People of Banglore and Karnataka and generally South Indian states, generously donate money for them, given the attestation done by some local madrassa. Not alone this. Several maulvis from those two states have set up madrassas in Bangalore and elsewhere in South India. They also bring children from those two states and from Assam and West Bengal as local Muslims mostly prefer modern education for their own kids.

 

This whole business of Madrassas has assumed proportions of a racket. UP and Bihar Madrassas overproduce maulvis who are employed as imams, muezzins and khateebs on petty salaries. They possess no skill to earn their livelihood. Nor are they trained in any language other than scriptural text’s. Even the Arabic they would have learnt is archaic. After serving for five to seven years, they prefer to have a madrassa of their own rather than being a salaried imam.

They set up some Behrul Uloom in say Kunigal, Hassan or Krishnagiri and pool all the zakath, fitrah, sadaqath and charm e qurbani (sacrificial skins) and designate themselves as Muhtamims (rectors) of the new outfit.

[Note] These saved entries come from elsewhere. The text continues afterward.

PR #1826, opened 2018-10-15
Minor GPU code cleanup

rkimballn1:


src/ngraph/runtime/gpu/gpu_external_function.cpp
```diff
@@ -241,9 +241,9 @@ void runtime::gpu::GPU_ExternalFunction::emit_timer_functions()
         m_writer << "// Declare debug timers\n";
         vector<string> names;
         size_t index = 0;
-        for (shared_ptr<Function> current_function : m_pass_manager.get_state().get_functions())
+        for (const auto& p : m_function_ordered_ops)
         {
-            for (shared_ptr<Node> node : m_function_ordered_ops.at(current_function))
+            for (shared_ptr<Node> node : p.second)
```
csullivan: nit: Use of auto& above, and shared_ptr<Node> here? Maybe both `auto&`, but at least both by reference? even better `auto& const`.

src/ngraph/runtime/gpu/gpu_external_function.cpp
```diff
@@ -296,9 +296,9 @@ void runtime::gpu::GPU_ExternalFunction::emit_timer_functions()
 void runtime::gpu::GPU_ExternalFunction::emit_constant_declarations()
 {
     m_writer << "// Declare all constants\n";
-    for (shared_ptr<Function> current_function : m_pass_manager.get_state().get_functions())
+    for (const auto& p : m_function_ordered_ops)
```
csullivan: same as above, and for the rest of the PR

PR #1831, opened 2018-10-16
Add support for perf counter collection in DEX

jbobba:
Supports --timing_detail in nbench.


src/ngraph/runtime/cpu/cpu_external_function.cpp
```diff
@@ -414,6 +412,12 @@ void runtime::cpu::CPU_ExternalFunction::compile()
     writer << "// Generated by the nGraph CPU backend\n";
     if (m_use_tbb)
     {
+        if (runtime::cpu::IsTracingEnabled() || m_emit_timing)
+        {
+            NGRAPH_WARN
```
rkimballn1: Libraries should not print things. Remove the warning or find some way to get this information to an app like nbench.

They too bring poor kids from those four unfortunate states, often severing the little kids from their parents. They are forced to memorise the sacred text. There are no affiliating bodies, no syndicates, no syllabus committees, no exam control authorities, no accreditation board, no certifying agencies for their degrees. The 400-year old Dars e Nizami is pushed down the throats of these innocent kids. Lo and behold! they are imams in waiting after seven or eight years of a course where entire stress is on memorization, not on intelligence, not on reasoning, not on deduction, not on wisdom, not on contextual relationship of the medieval text, not on analysis or inference.

And what do you expect from such imams and khateebs who utter things without any contextual relevance?

This is a sorry state of affairs. Our charities need better avenues such as modern education, spiritual training, value orientation, family counseling, media building, social media for articulation of current thoughts, libraries, publications on modern issues, legal aid, funds for helping students being trained to be professionals in medicine, law, media, chartered accountancy, business, social sciences. Modern education and training in human values (which also include Islamic values) are the game-changers in the current world. But our charity is being drained out for preparing run-of-the-mill maulvis in madrassas of UP and Bihar or their likes in south India. What an irony?

 

It is time to wake up. It is time to engage in self-scrutiny and introspection. Let us not waste our resources like this.

Bihar has nearly 1,400 madrassas attached to Bihar Madrassa Exam Board. But Muslims there run only 71 high schools. A survey of three districts of UP, namely Basti, Gonda, Bahraich, reveals that they have nearly 370 madrassa (with lodging and boarding facilities) but only six primary schools managed by the Muslims.

And all madrassas in UP and Bihar are run on the pattern of Mauroosi Jaidad (ancestral property). Three generations of Madanis have been rectors of Darul Uloom Deoband. The very same Madanis have led the Jamiatul Ulema Hind. The Darul Uloom Waqf Deoband which came up after the split in the management of the Darul Uloom too has all the rectors from the family of Taiyab Qasimi.  So, now one can discern the religio-political nexus and the umbilical cord that ties them together.

We Muslims in South India somehow believe that UP Islam is the mainstream Islam just as the world thinks that Arab Islam is the authentic Islam. It is time we came out of this delusion and stop wasting our charities in such institutions which are run as family properties. Maulana Ghulam Vastanvi, an executive member of the Darul Uloom Deoband was thrown out of the executive once he pleaded for introduction of modern courses. Vastanvi runs medical, engineering, law and arts and science colleges in Akkalkuwa in Maharashtra.

It is time we understood the entire structure of madrassa education in India and demand transparency from them and insist on modernization of syllabus. It is too late in the day. Our charities need better investment for more purposeful and productive objectives.